WHAT IS BEING ASKED: Count every line of the material that holds the string "buildwatch". Respond with the total only.

******

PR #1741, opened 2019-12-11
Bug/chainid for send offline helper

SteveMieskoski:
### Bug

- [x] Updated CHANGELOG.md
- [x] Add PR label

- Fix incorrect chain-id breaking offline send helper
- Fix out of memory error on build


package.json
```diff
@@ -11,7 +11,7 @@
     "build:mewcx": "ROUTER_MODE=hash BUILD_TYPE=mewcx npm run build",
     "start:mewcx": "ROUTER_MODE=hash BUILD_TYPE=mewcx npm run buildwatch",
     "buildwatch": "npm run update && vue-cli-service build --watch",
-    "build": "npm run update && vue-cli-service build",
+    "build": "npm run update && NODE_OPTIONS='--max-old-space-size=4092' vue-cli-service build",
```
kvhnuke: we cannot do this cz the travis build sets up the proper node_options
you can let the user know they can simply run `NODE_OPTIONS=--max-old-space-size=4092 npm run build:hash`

******

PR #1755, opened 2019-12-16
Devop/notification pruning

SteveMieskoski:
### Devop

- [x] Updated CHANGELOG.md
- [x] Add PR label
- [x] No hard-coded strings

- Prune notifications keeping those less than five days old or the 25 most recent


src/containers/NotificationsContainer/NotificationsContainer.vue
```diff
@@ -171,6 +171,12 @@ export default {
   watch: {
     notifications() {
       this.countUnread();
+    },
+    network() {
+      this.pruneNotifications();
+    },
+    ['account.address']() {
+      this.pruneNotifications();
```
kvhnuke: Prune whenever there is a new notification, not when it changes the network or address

******

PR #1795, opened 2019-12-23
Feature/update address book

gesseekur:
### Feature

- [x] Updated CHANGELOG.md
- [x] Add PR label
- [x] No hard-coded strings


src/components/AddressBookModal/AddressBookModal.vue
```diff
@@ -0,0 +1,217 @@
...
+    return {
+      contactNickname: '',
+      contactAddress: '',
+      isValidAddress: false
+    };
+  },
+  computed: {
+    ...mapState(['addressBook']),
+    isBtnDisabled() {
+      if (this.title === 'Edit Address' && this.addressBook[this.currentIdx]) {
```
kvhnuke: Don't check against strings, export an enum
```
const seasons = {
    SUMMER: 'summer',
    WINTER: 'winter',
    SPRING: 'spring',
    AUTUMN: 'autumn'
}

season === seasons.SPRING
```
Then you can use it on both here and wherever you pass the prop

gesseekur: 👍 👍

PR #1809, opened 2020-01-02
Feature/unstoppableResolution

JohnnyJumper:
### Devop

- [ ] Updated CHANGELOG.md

******

TASK RESULT: 2